1) For reasons not shown, these checks came into
possession of respondent Lee Kian Huat, who deposited the checks without the
petitioner-payee’s indorsement to the account of respondent Plastic Plastic Corporation
of the Producer’s Bank, relying on the assurance of respondent Samson Tung,
President of Plastic Corporation, that the transaction was legal and regular,
instructed the cashier of Producer’s Bank to accept the checks for deposit and
to credit the to the account of said Plastic Corporation, in spite the fact
that the checks were crossed and payable to petitioner Bank and core no
endorsement of the latter. Hence, Petitioner filed the complaint as
aforestated.
1) To enforce payment of the balance of P 1,032,450.02 on
a promissory note executed by respondent Sima Wei on June 1983
2) To enforce payment of 2 checks executed by Sima Wei,
payable to petitioner, and drawn against the China Banking Corporation, to pay
the balance due on the promissory note.
ISSUE:
Whether petitioner Bank has a cause of action against any or all of the defendants, in the alternative or otherwise.HELD:
Yes. Notwithstanding the reason below, Drawer Sima Wei is not freed from her liability to the respondent Bank.Courts have long recognized the business custom of using printed checks where blanks are provided for the date of issuance, the name of the payee, the amount payable and the drawer's signature. All the drawer has to do when he wishes to issue a check is to properly fill up the blanks and sign it. However, the mere fact that he has done these does not give rise to any liability on his part, until and unless the check is delivered to the payee or his representative and for the payee to acquire interest thereto. A negotiable instrument, of which a check is, is not only a written evidence of a contract right but is also a species of property. Just as a deed to a piece of land must be delivered in order to convey title to the grantee, so must a negotiable instrument be delivered to the payee in order to evidence its existence as a binding contract. and even granting, the delivery of checks in payment of an obligation does not constitute payment unless they are cashed or their value is impaired through the fault of the creditor, none of these exceptions were alleged by respondents Sima Wei therefore petitioner bank has caused of action.
A cause of action is defined as an act or omission of one party in violation of the legal right or rights of another.
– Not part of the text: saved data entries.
PR #1806, opened 2015-09-24
New Rule: (disallow|require)MultiLineTernary

### LINKED ISSUE #1206: New Rule: (disallow|require)MultiLineTernary
For node-style-guide: https://github.com/felixge/node-style-guide#use-multi-line-ternary-operator

```js
var foo = (a === b)
  ? 1
  : 2;
```

<bountysource-plugin>
---
Want to back this issue? **[Post a bounty on it!](https://www.bountysource.com/issues/10086636-new-rule-disallow-require-multilineternary?utm_campaign=plugin&utm_content=tracker%2F281640&utm_medium=issues&utm_source=github)** We accept bounties via [Bountysource](https://www.bountysource.com/?utm_campaign=plugin&utm_content=tracker%2F281640&utm_medium=issues&utm_source=github).
</bountysource-plugin>

bjdixon:
New rules for disallowMultiLineTernary and requireMultiLineTernary

Fixes #1206

### DIFF
--- a/lib/rules/disallow-multi-line-ternary.js
+++ b/lib/rules/disallow-multi-line-ternary.js
@@ -1,0 +1,60 @@
+/**
+ * Disallows the test, consequent and alternative to be on separate lines when using the ternary operator.
+ *
+ * Types: `Boolean`
+ *
+ * #### Example
+ *
+ * ```js
+ * "disallowMultiLineTernary": true
+ * ```
+ *
+ * ##### Valid
+ *
+ * ```js
+ * var foo = (a === b) ? 1 : 2;
+ * ```
+ *
+ * ##### Invalid
+ *
+ * ```js
+ * var foo = (a === b)
+ *   ? 1
+ *   : 2;
+ * ```
+ */
+
+var assert = require('assert');
+
+module.exports = function() {};
+
+module.exports.prototype = {
+    configure: function(options) {
+        assert(
+            options === true,
+            this.getOptionName() + ' option requires a true value or should be removed'
+        );
+    },
+
+    getOptionName: function() {
+        return 'disallowMultiLineTernary';
+    },
+
+    check: function(file, errors) {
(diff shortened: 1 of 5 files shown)


lib/rules/disallow-multi-line-ternary.js
```diff
@@ -0,0 +1,60 @@
+/**
+ * Disallows the test, consequent and alternative to be on separate lines when using the ternary operator.
```
hzoo: alternative -> alternate

hzoo:
Nice job @bjdixon - the rule doesn't seem to bad with the new assert methods haha!

Maybe a test for nested ternaries? What should happen there?

bjdixon:
Good point @hzoo  I'll add some tests for nested ternaries. 

I assume disallowMultiLineTernary should be 1 line regardless of any nesting. 

```
var foo = (a === b) ? (x > y) ? 1 : 2 : (c === d) ? 3 : 4
```

For requireMultiLineTernary I think each nested ternary should be a line per test, consequent and alternate, no?

```
var foo = (a === b)
    ? (x > y) 
        ? 1
        : 2
    : (c === d)
        ? 3
        : 4
```
I wouldn't usually use nested ternaries and requireMultiLineTernary is not a style I'd personally employ, so guidance would definitely be appreciated =)

hzoo:
Yeah that makes sense to me.

Maybe we should make a separate rule to `disallowNestedTernaries`

bjdixon:
@hzoo if you want to go ahead with the separate rule for ``` disallowNestedTernaries ``` I'd be happy to implement that.

Is there something I need to do so that AppVeyor build doesn't fail?

hzoo:
We can just merge it since it's ok on travis and the error message is a timeout (something is taking too long) - just need another review

markelog:
LGTM

hzoo:
Thanks @bjdixon! Will release soon

PR #1807, opened 2015-09-24
Preset: try global node module if no local node module

nantunes:


hzoo:
@markelog was this not fixed before?

markelog:
@nantunes Could you explain what you trying to do here?

nantunes:
@markelog I've installed [jscs-preset-pentaho](https://www.npmjs.com/package/jscs-preset-pentaho) globally, so I don't need to install it locally in every project.

Without my patch doing ```jscs .``` results in:
```
Preset "pentaho" does not exist
```

Outputing the exception reveals:
```
[Error: Cannot find module 'jscs-pentaho' from '/Users/nantunes/dev']
[Error: Cannot find module 'jscs-preset-pentaho' from '/Users/nantunes/dev']
[Error: Cannot find module 'jscs-config-pentaho' from '/Users/nantunes/dev']
```

With my patch it does find it. However I noticed now that it does so because it starts looking from ```/usr/local/lib/node_modules/jscs/lib```.

So this is in fact related to substack/node-resolve#68, not JSCS. Sorry.

Should I close the PR or keep it as a pending issue?

hzoo:
If you find it is a jscs problem later we can reopen - I guess close for now?

nantunes:
Ok.

PR #1815, opened 2015-09-28
Chai

mdevils:
PR for Chai integration.

Around 3000 tests were automatically converted. 20 required manual fixes in `JSCS` core.

The quality of the tests is higher now, we check for errors more precisely.


lib/js-file.js
```diff
@@ -350,6 +350,8 @@ JsFile.prototype = {
                 return this._tokens[index];
             }
         } while (--index >= 0);
+
+        return null;
```
markelog: Is this covered by tests?

lib/rules/require-capitalized-comments.js
```diff
@@ -202,7 +202,7 @@ module.exports.prototype = {
         var firstToken = file.getFirstNodeToken(comment);
         var otherToken = file.getPrevToken(firstToken, { includeComments: true });
 
-        return otherToken.loc.start.line === firstToken.loc.start.line;
+        return otherToken ? otherToken.loc.start.line === firstToken.loc.start.line : false;
```
markelog: This is one of the bugs you were talking about?

package.json
```diff
@@ -65,15 +65,17 @@
     "chalk": "~1.1.0",
     "cli-table": "~0.3.1",
     "commander": "~2.8.1",
+    "cst": "0.0.11",
```
markelog: Is this used in here?

package.json
```diff
@@ -86,11 +88,12 @@
...
     "vow": "~0.4.8",
     "vow-fs": "~0.3.4",
-    "xmlbuilder": "^2.6.1",
-    "htmlparser2": "3.8.3"
+    "xmlbuilder": "^2.6.1"
   },
   "devDependencies": {
     "browserify": "^11.0.0",
+    "chai": "^3.3.0",
+    "chai-string": "^1.1.3",
```
markelog: Default functionality of the chai is not enough? like `match` or `string`?

test/lib/assertHelpers.js
```diff
@@ -36,13 +36,13 @@ var AssertHelpers = {
             });
 
             it('report', function() {
-                assert(checker.checkString(options.input).getErrorCount() === options.errors);
+                expect(checker.checkString(options.input)).to.have.error.count.equal(options.errors);
```
markelog: To have error count equal? It seems chai tries to emulate real language, whereas this sentence structure looks out of place

test/chai-extensions.js
```diff
@@ -0,0 +1,154 @@
+var chai = require('chai');
```
markelog: I would move this module to different package

test/mocha.opts
```diff
@@ -1,3 +1,5 @@
+test/chai-extensions.js
 test/specs/**/*.js
+--timeout 3000
```
markelog: in the next lines we use abbreviation flags, could you change them all then? Or use `-t`?

test/specs/checker.js
```diff
@@ -39,37 +39,36 @@ describe('checker', function() {
...
+                expect(errors[0].getErrorList().length).to.equal(0);
             });
         });
 
         it('should throw an exception when path doesn\'t exists', function() {
             return checker.checkPath('./test/non-exists').then(function() {
-                assert(false);
+                throw new Error();
             }, function() {
-                assert(true);
```
markelog: So this is an empty function now?

test/specs/cli.js
```diff
@@ -195,7 +195,7 @@ describe('cli', function() {
         });
 
         return result.promise.fail(function(status) {
-            assert(status);
+            expect(!!status).to.equal(true);
```
markelog: Was this done with automatic or you did it by hand?

test/specs/cli.js
```diff
@@ -181,7 +181,7 @@ describe('cli', function() {
             config: 'test/data/cli/cli.json'
         });
         return result.promise.then(function() {
-            assert(result.checker.getProcessedConfig().requireCurlyBraces);
+            expect(!!result.checker.getProcessedConfig().requireCurlyBraces).to.equal(true);
```
markelog: `to have property` would be better though :-)

markelog:
That's really impressive

test/mocha.opts
mdevils: Sure, no problem.

test/chai-extensions.js
mdevils: What do you mean? Create a new npm package for our internal assertions?

test/lib/assertHelpers.js
mdevils: Can you try and spell it better?

test/chai-extensions.js
markelog: It could be helpful for the plugin writers too, plus we could add tests for those assertions

test/specs/checker.js
mdevils: Yep, `assert(true)` didn't do anything at all.

test/specs/cli.js
mdevils: Automatic.

lib/rules/require-capitalized-comments.js
mdevils: Yep, there was an error here.

package.json
mdevils: I used `startsWith`. Couldn't use `match` with automatic test rewriting (i.e. converting to regexp is tricky).

test/chai-extensions.js
mdevils: I think we can do it as a next step, not necessary before merging this.

lib/js-file.js
mdevils: I don't think so

package.json
markelog: How about `string`?

package.json
mdevils: I will remove this before merging. I have it for the test rewriting tool.

test/chai-extensions.js
markelog: Sure thing, would you mind creating a ticket after this will land?

test/lib/assertHelpers.js
markelog: `.to.equal.errors`, /cc @zxqfox

test/specs/checker.js
markelog: I mean, can we remove second function?

test/specs/cli.js
mdevils: It was converted automatically (there are around 100 cases like this) and `to have property` does not match for most. Quite often you have that property, but with negative value.

test/chai-extensions.js
mdevils: Yes, sure.

package.json
mdevils: `string` I use in case if just "contain". But we have like 20 cases where we check if string starts with another string.

test/specs/checker.js
mdevils: Oh, yes, sure.

package.json
markelog: They can be replaced with `string`, i suspect that is not a popular use-case in other libraries too, that is why those functions are not included in main dist.

My concern is solely becase `chai-string` is not very popular module, which raise flag for me, since might not be stable enough

test/lib/assertHelpers.js
zxqfox: @markelog It works like: `expect(${ACTUAL}).to.${ACTION}(${EXPECTED})`. Not sure we can do it better ;-)

mdevils:
Merged to master.

test/specs/checker.js
mdevils: Fixed.

test/mocha.opts
mdevils: Fixed.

The essential elements are:
1) Legal right of the plaintiff,
2) Correlative obligation of the defendant, and
3) An act or omission of the defendant in violation of
said legal right.
However, insofar as the other respondents are concerned, petitioner Bank has no privity with them, Since the petitioner Bank never received the checks on which it based its action against said respondents, it never owned the checks nor did acquire any interest therein. It had no right or interest in the checks which could have been violated by said respondents.. petitioner Bank has therefore no cause of action against said respondents, in the alternative or otherwise.
Note.—A check whether a manager's check or ordinary check is not a legal tender and an offer of a check in payment of a debt is not a valid tender of payment and may be refused receipt by the obligee or creditor (Roman Catholic Bishop of Malolos lnc. vs. Intermediate Appellate Court, 191 SCRA 411).